### [Requirement]
From the entries below, count every line that contains the word "average". Please give the number and nothing else.

### [Data under study]
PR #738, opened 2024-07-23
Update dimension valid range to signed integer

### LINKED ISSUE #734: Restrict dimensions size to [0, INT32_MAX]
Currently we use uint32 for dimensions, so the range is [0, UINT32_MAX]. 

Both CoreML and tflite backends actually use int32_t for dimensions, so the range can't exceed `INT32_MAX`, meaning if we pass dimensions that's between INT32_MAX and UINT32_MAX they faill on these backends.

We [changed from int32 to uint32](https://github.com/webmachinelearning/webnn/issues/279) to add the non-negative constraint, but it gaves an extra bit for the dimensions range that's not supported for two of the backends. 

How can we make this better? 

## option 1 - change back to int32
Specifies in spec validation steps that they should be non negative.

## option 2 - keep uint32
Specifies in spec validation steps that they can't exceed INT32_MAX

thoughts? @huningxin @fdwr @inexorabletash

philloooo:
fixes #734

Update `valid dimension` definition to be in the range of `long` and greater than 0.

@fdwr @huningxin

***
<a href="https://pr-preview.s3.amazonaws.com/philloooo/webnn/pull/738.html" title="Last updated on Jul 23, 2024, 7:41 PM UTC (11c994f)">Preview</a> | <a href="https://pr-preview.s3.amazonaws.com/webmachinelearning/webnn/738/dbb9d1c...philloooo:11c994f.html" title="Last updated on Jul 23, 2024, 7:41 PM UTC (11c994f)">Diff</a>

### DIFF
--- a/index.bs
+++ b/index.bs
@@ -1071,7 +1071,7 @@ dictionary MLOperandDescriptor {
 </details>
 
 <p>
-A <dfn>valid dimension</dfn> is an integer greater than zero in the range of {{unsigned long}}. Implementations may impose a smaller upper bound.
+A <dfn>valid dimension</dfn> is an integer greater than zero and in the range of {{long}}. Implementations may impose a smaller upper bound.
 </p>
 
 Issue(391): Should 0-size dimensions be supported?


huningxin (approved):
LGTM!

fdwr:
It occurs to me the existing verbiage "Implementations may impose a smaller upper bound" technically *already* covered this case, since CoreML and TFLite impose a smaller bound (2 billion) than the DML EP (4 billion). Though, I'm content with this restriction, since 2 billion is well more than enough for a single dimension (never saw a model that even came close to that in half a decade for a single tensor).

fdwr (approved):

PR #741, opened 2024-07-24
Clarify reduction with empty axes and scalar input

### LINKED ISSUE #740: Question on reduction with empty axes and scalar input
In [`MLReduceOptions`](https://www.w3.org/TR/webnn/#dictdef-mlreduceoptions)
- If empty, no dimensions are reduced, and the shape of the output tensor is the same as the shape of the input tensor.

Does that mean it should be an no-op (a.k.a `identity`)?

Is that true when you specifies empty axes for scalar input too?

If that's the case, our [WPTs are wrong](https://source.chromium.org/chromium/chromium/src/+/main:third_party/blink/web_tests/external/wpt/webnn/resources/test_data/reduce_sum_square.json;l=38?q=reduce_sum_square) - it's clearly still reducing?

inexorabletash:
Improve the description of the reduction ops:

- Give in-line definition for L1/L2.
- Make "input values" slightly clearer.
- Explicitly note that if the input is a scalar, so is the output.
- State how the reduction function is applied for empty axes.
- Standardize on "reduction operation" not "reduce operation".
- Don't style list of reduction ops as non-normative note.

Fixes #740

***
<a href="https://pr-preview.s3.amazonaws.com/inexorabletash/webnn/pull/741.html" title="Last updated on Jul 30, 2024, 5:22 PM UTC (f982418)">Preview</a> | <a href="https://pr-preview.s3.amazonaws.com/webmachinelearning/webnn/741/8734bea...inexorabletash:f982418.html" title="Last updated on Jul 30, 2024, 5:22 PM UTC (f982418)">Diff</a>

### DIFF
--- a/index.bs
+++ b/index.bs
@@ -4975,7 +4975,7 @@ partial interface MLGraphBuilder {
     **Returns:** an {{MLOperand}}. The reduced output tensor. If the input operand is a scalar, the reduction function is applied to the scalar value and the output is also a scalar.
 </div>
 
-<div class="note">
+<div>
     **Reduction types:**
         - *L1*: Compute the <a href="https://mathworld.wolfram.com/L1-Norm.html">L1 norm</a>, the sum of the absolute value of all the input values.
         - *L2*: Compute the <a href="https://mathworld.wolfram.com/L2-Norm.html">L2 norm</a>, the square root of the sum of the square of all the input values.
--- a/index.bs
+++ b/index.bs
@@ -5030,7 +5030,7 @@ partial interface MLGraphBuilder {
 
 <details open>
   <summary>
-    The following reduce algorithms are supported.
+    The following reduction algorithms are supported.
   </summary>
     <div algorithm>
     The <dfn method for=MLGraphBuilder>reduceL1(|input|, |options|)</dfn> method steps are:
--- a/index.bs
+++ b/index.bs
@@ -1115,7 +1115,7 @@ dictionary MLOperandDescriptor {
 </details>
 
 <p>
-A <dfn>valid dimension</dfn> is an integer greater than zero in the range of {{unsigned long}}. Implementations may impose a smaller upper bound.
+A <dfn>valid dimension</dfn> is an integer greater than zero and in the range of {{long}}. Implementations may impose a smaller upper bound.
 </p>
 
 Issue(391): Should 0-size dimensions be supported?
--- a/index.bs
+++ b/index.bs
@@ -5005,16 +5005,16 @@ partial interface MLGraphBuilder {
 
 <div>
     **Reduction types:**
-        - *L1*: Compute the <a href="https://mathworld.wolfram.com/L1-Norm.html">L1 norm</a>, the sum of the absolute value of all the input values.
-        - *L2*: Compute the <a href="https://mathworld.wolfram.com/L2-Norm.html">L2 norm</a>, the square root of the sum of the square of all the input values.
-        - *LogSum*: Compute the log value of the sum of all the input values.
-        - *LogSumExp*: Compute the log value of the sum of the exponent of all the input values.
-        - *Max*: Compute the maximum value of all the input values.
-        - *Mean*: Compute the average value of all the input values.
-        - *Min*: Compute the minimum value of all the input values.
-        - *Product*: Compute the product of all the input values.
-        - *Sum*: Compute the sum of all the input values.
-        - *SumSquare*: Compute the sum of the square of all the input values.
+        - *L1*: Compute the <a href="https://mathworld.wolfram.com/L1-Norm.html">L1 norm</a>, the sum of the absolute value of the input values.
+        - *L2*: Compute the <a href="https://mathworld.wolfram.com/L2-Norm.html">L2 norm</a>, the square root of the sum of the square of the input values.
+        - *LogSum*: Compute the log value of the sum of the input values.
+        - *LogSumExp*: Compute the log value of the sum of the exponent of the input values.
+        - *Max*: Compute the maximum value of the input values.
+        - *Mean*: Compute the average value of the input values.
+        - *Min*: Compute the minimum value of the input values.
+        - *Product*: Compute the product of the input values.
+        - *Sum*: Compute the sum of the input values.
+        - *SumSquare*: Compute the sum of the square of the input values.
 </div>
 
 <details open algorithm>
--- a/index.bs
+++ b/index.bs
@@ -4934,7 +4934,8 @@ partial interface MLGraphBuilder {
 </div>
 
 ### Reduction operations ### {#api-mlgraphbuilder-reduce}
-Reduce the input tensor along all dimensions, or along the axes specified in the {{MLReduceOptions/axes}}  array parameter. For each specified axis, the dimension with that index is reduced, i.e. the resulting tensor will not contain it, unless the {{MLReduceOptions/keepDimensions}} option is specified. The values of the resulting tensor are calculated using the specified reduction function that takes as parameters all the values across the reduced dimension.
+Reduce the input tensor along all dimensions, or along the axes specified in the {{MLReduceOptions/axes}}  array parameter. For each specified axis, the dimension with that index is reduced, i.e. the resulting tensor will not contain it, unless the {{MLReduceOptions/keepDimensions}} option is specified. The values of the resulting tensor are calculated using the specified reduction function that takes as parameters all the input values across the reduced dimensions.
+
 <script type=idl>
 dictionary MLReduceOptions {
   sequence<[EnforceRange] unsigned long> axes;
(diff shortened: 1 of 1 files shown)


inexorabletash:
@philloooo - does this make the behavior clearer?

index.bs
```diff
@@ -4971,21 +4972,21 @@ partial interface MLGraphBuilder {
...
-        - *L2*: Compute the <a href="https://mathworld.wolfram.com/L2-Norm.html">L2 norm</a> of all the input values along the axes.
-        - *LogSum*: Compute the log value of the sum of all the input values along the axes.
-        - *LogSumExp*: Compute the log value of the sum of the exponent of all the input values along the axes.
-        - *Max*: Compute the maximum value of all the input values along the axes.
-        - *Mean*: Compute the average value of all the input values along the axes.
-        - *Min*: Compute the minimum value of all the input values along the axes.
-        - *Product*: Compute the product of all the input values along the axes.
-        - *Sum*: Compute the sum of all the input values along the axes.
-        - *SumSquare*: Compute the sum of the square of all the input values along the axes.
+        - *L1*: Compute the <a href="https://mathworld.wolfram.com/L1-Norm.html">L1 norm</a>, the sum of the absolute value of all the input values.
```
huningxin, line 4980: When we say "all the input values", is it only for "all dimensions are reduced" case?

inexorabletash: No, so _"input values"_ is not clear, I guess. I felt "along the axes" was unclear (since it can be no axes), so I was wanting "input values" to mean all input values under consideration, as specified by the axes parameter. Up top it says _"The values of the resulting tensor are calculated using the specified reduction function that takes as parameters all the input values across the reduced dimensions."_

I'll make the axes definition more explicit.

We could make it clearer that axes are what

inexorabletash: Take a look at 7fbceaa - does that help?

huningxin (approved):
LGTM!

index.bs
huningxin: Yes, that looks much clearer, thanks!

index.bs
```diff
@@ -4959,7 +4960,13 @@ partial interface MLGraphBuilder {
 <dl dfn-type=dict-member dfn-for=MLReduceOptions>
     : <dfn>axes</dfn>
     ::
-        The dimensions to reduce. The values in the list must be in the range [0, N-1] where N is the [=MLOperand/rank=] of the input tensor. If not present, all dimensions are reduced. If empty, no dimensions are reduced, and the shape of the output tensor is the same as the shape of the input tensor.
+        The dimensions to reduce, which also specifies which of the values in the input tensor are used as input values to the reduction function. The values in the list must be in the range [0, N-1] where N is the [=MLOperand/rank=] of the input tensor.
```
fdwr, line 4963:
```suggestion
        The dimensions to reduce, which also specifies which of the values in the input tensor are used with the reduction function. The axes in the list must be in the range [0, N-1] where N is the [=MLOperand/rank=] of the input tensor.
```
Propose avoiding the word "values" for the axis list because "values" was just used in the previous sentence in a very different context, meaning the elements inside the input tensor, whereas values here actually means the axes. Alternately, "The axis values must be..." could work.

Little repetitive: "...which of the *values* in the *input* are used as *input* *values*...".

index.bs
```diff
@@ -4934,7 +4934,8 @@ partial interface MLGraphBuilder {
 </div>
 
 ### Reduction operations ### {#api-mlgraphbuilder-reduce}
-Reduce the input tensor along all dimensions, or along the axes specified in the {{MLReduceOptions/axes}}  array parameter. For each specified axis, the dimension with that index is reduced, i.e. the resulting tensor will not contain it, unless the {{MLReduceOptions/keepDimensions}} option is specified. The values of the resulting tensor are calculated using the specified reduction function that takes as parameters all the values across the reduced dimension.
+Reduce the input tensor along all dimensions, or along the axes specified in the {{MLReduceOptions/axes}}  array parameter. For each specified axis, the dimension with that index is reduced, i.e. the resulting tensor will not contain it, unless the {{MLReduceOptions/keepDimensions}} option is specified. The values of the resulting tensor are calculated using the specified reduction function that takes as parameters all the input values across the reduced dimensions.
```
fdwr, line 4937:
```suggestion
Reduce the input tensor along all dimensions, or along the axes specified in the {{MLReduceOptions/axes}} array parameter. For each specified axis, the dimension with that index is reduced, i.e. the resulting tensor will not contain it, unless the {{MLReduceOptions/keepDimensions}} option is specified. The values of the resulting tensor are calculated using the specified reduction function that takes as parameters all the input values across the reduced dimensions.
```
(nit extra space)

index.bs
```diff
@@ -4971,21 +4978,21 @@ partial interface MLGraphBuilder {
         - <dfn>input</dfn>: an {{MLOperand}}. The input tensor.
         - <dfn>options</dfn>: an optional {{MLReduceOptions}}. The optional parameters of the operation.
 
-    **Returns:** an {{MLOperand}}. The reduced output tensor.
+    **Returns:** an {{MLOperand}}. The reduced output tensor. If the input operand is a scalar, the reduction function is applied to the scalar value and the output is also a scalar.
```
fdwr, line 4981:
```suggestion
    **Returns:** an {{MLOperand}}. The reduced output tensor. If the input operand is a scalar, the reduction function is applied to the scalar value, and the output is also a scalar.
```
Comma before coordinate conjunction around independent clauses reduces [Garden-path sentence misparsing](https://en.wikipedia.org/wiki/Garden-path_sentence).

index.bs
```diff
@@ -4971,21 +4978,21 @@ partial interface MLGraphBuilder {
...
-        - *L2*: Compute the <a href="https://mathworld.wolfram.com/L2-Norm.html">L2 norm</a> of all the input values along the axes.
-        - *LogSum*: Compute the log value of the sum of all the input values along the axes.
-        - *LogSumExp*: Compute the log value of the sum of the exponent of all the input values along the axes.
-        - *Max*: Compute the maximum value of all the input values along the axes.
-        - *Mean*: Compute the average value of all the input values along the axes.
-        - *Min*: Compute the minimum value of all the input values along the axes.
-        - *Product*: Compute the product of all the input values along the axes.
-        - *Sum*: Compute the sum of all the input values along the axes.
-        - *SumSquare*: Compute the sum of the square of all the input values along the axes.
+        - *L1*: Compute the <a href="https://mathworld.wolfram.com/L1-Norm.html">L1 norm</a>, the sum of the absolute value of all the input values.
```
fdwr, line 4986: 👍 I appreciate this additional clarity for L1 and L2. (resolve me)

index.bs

### [Completed exercise]
4